Saved entries
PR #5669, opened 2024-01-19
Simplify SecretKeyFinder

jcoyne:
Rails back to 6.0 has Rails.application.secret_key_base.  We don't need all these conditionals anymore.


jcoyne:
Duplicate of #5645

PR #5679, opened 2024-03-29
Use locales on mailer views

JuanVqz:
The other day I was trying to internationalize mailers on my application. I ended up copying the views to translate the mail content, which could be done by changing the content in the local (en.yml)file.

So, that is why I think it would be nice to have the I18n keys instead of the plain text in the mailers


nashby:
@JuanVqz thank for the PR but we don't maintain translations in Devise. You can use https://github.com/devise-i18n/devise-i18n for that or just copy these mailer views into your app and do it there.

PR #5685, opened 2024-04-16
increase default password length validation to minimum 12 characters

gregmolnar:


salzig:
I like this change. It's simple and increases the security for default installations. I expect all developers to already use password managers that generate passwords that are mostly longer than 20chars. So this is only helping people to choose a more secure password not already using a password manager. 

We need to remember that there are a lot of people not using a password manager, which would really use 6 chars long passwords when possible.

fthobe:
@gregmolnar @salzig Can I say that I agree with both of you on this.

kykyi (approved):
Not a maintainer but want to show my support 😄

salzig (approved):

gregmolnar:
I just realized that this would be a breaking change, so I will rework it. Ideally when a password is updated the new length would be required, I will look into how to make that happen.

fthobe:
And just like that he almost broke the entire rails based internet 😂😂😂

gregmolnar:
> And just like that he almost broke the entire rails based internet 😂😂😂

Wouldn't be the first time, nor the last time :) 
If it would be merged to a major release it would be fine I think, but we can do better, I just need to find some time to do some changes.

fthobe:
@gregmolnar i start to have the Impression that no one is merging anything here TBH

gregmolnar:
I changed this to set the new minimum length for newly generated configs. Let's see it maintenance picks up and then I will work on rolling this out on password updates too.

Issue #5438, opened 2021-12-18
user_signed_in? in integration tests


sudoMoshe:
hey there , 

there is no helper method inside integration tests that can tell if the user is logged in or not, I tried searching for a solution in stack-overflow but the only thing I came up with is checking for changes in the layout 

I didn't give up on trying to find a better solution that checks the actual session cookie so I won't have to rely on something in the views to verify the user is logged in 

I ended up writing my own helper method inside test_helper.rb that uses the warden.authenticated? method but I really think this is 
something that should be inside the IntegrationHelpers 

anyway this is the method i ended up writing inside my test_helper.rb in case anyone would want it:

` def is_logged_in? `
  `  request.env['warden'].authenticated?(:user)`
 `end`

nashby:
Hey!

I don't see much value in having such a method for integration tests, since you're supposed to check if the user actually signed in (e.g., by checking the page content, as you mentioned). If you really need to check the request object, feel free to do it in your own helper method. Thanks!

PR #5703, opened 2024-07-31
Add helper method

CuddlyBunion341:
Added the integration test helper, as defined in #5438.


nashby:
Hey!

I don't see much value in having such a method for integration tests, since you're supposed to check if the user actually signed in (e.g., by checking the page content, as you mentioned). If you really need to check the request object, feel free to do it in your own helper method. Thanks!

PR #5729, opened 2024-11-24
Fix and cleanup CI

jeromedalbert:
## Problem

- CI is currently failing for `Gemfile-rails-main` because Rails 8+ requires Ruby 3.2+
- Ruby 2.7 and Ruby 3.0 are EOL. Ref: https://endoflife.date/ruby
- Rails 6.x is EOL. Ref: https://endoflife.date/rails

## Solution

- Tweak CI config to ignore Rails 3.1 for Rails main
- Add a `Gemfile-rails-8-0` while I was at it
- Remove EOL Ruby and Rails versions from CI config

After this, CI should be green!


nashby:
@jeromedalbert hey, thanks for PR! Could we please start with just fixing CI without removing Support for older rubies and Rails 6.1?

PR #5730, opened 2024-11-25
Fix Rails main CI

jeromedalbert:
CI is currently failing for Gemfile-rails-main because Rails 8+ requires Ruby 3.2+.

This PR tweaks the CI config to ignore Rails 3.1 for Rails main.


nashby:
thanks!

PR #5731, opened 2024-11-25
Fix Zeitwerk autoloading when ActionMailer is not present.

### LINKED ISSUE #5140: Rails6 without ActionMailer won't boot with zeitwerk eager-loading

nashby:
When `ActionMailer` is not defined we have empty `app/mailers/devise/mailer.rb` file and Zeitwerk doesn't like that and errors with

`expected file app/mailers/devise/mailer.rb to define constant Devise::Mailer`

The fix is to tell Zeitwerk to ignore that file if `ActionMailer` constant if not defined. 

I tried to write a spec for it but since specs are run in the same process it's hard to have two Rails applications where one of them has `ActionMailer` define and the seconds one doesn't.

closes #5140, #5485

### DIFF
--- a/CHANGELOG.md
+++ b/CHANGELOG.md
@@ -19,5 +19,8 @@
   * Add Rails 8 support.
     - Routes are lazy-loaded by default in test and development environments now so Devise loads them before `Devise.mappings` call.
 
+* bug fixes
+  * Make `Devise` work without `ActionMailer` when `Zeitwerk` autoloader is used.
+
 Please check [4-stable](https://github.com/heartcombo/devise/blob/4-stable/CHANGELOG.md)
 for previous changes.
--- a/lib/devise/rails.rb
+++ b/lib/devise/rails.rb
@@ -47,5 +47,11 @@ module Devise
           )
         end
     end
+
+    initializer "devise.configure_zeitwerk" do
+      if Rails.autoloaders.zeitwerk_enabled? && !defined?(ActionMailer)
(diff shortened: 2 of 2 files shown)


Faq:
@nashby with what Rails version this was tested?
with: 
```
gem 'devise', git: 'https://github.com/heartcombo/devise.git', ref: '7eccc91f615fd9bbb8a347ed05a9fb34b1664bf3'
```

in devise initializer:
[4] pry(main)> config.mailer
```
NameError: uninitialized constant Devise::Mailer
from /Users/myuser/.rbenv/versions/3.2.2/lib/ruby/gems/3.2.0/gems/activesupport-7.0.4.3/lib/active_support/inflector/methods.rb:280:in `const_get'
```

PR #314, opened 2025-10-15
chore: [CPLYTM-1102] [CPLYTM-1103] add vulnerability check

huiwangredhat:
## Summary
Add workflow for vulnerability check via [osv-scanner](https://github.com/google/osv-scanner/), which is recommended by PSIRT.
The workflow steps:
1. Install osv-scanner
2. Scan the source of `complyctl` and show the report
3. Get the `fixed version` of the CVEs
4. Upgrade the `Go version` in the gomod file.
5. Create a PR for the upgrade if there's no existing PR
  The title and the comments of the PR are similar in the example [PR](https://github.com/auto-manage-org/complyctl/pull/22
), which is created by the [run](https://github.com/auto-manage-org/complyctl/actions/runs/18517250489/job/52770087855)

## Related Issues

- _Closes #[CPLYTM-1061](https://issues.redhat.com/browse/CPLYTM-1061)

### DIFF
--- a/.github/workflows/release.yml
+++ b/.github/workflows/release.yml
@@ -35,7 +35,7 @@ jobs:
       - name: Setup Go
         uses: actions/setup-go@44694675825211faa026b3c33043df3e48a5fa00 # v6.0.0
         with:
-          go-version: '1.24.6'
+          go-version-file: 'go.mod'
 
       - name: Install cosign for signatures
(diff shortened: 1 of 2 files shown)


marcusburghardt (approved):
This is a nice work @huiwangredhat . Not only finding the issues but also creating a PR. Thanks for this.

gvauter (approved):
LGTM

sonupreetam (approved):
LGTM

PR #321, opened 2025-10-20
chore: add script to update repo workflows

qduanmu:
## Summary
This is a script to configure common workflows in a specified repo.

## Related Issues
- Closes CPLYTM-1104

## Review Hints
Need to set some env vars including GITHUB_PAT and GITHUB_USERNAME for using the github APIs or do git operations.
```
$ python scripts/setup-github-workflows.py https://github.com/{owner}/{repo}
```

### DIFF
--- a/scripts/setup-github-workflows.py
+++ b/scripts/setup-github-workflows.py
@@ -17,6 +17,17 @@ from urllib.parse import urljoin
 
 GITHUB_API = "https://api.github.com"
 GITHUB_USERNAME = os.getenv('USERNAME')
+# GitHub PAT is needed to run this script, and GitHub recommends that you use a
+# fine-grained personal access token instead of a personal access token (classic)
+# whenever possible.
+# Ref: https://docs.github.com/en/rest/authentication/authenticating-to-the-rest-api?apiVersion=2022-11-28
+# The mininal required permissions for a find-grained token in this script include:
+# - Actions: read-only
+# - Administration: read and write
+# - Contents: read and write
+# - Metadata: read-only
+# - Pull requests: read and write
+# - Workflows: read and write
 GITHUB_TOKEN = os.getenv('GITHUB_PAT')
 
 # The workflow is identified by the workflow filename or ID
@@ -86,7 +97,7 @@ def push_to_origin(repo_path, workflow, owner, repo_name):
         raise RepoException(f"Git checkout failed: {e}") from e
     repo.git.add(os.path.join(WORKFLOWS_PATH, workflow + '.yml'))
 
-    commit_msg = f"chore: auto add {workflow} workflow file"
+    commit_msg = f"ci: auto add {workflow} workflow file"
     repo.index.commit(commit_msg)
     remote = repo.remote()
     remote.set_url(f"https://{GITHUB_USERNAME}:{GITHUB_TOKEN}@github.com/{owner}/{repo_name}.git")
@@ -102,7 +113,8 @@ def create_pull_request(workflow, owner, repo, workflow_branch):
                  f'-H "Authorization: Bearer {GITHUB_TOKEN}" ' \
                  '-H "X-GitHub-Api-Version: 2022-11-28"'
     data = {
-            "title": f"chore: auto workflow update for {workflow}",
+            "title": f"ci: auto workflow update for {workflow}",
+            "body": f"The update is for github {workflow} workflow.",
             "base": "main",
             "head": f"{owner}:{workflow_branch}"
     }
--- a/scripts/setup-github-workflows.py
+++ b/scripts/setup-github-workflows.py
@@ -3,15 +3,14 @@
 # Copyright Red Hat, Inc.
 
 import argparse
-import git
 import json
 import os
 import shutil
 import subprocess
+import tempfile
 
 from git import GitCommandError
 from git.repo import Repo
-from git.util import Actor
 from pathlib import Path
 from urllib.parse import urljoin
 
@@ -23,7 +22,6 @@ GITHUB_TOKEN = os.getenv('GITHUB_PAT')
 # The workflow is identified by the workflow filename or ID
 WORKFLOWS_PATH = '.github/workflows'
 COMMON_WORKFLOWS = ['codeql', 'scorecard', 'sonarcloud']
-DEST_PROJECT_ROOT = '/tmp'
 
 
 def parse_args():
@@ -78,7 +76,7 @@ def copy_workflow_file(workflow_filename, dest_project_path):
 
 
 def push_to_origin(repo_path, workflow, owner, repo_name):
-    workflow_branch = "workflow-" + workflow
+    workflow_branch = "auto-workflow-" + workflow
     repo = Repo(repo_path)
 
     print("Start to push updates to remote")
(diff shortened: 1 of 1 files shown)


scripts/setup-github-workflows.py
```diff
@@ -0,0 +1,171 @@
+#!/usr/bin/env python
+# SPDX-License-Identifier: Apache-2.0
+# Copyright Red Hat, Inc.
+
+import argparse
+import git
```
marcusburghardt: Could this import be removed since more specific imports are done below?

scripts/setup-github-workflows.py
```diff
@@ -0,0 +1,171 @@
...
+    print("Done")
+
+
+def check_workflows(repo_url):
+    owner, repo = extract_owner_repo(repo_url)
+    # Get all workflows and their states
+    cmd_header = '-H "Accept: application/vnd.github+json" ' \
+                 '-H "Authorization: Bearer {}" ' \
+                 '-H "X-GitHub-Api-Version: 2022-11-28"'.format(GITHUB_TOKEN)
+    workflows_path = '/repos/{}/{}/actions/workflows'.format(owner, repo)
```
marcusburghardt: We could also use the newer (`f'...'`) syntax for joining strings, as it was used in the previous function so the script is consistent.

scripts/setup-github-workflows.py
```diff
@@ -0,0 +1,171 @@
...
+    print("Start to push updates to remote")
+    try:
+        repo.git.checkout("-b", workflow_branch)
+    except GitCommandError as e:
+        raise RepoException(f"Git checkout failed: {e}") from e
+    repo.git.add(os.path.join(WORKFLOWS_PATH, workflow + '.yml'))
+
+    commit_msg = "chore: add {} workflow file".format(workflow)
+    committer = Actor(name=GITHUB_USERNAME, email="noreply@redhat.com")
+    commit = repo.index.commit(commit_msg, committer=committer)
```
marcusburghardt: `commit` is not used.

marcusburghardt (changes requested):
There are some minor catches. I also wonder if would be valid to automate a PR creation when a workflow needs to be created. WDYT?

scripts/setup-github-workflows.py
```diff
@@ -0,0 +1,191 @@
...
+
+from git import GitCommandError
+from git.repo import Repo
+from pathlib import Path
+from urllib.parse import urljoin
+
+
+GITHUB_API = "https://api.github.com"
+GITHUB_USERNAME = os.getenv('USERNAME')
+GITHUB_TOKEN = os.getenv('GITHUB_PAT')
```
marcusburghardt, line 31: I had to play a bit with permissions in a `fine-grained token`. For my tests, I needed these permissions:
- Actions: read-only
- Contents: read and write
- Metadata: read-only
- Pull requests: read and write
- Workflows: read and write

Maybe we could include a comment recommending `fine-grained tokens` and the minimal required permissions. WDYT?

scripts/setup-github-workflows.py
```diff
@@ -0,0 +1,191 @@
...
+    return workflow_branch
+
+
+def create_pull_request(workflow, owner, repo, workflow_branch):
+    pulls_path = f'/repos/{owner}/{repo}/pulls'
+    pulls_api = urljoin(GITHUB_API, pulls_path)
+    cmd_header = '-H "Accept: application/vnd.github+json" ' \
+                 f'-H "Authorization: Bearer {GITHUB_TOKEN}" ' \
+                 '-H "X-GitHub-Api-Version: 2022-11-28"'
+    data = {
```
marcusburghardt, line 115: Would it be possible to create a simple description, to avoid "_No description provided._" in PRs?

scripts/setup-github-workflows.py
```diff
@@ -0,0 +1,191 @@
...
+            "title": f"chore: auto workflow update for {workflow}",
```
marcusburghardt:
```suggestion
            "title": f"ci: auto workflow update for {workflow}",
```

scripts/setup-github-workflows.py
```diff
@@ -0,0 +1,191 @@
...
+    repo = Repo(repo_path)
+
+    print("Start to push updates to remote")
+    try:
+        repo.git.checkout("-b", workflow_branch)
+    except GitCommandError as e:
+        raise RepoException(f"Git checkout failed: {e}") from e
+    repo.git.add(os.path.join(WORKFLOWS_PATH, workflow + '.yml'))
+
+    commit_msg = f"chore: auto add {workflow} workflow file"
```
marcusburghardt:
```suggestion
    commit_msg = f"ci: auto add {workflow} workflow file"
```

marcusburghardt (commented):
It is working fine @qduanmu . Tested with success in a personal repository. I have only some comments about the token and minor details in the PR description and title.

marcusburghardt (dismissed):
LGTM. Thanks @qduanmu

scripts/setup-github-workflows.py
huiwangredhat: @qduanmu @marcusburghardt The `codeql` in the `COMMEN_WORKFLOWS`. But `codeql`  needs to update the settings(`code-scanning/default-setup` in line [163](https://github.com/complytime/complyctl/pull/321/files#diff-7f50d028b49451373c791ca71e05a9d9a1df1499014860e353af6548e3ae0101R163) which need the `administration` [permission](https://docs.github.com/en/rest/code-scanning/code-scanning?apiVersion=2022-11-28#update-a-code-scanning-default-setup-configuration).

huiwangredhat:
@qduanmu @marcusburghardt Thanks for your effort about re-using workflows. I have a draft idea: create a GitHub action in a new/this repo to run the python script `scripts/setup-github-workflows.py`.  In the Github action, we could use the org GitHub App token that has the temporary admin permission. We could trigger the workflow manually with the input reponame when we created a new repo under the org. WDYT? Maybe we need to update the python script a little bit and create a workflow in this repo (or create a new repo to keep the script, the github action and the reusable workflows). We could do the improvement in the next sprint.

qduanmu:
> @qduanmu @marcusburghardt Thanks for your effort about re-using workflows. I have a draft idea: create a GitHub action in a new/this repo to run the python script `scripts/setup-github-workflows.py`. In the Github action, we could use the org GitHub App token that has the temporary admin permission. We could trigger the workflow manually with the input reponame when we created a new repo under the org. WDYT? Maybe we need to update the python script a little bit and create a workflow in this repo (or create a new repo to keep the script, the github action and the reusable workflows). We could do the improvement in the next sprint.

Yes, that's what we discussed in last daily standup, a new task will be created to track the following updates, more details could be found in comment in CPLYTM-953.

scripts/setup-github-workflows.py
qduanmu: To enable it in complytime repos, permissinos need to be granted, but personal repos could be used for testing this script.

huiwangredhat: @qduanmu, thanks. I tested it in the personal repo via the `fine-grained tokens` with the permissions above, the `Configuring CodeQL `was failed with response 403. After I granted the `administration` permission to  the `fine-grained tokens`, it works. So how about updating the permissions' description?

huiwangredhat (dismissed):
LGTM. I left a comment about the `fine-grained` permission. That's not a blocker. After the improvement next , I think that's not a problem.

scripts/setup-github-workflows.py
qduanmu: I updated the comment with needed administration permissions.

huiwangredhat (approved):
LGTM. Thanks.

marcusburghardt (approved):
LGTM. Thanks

#### Required action:
Please copy each line of the records above in which the word "about" can be found.

#### Written solution:
It is working fine @qduanmu . Tested with success in a personal repository. I have only some comments about the token and minor details in the PR description and title.
@qduanmu @marcusburghardt Thanks for your effort about re-using workflows. I have a draft idea: create a GitHub action in a new/this repo to run the python script `scripts/setup-github-workflows.py`.  In the Github action, we could use the org GitHub App token that has the temporary admin permission. We could trigger the workflow manually with the input reponame when we created a new repo under the org. WDYT? Maybe we need to update the python script a little bit and create a workflow in this repo (or create a new repo to keep the script, the github action and the reusable workflows). We could do the improvement in the next sprint.
> @qduanmu @marcusburghardt Thanks for your effort about re-using workflows. I have a draft idea: create a GitHub action in a new/this repo to run the python script `scripts/setup-github-workflows.py`. In the Github action, we could use the org GitHub App token that has the temporary admin permission. We could trigger the workflow manually with the input reponame when we created a new repo under the org. WDYT? Maybe we need to update the python script a little bit and create a workflow in this repo (or create a new repo to keep the script, the github action and the reusable workflows). We could do the improvement in the next sprint.
huiwangredhat: @qduanmu, thanks. I tested it in the personal repo via the `fine-grained tokens` with the permissions above, the `Configuring CodeQL `was failed with response 403. After I granted the `administration` permission to  the `fine-grained tokens`, it works. So how about updating the permissions' description?
LGTM. I left a comment about the `fine-grained` permission. That's not a blocker. After the improvement next , I think that's not a problem.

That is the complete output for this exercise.